Глава 1. Волжские зори Коленьки Смирнова
Солнце, казалось, всегда всходило из-за той самой кривой ивы на берегу Волги. Для Коли Смирнова, что по паспорту числился Николаем Николаевичем, эти зори были точкой отсчёта всего, что имело смысл: рыбалки с дедом, криков просыпающихся чаек, густого запаха парного молока и влажной, плодородной земли, которую он знал, кажется, наизусть.
Деревня Заречье жила своей медленной, неизменной жизнью. Избёнки, крытые соломой, жались к высокому волжскому берегу, словно боясь скатиться в тёмные, быстрые воды. Между ними вились тропки, примятые босыми ногами ребятни и крепкими сапогами мужиков. Заречье было не просто точкой на карте – оно было тёплой, надёжной колыбелью, где каждый знал цену труду и покою. Коля вырос здесь, впитывая с молоком матери и суровыми наставлениями отца эту простую, вековечную мудрость: земля прокормит, если её любить, а люди помогут, если ты сам не подлец.
Его отец, Николай-старший, был немногословен, крепок и надёжен, как старый дуб. Он работал бригадиром в колхозе, ценил порядок и не терпел пустословия. Мать, тётя Даша, была суетлива, добра и полна ласки, которую щедро изливала на единственного сына и хозяйство.

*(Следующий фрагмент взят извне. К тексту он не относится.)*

PR #102, opened 2016-09-28
Room updates

ricco386:
Improoved admin for location and room
Minor model update


konfera/models/room.py
```diff
@@ -3,6 +3,8 @@
 
 class Room(models.Model):
     title = models.CharField(max_length=128)
+    room = models.ForeignKey('Location', related_name='room_locations')
```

«Коленька, ты поел? Ты одет тепло? Опять на реку собрался, окаянный!» – этот нехитрый припев сопровождал Колю с раннего детства и до самого призыва.
Лето 1939 года оставило в его памяти не столько начало сбора урожая, сколько встречу, перевернувшую его тихий мир. Ему только-только стукнуло восемнадцать. Он возвращался с покоса, усталый, но довольный – запах скошенной травы въелся в кожу, приносимый ветром. И тут, возле старого колодца, он увидел Катю Кострову.
Катя была его ровесницей, жила в соседнем доме, но словно бы до этого момента Коля её по-настоящему не замечал. Она всегда была рядом – девочка, с которой он играл в прятки, делил украденные яблоки. Теперь же перед ним стояла не девчонка, а молодая женщина: тонкая, звонкая, с волосами цвета спелой ржи, заплетёнными в тугую косу. Глаза её, васильковые и глубокие, были устремлены куда-то вдаль, за реку, и в них была такая мечтательная грусть, что Колино сердце внезапно сжалось, как пойманный на крючок карась.
Она набирала воду, и коромысло, повинуясь её движениям, слегка поскрипывало.
«Кать, давай помогу», – голос Коли прозвучал непривычно хрипло.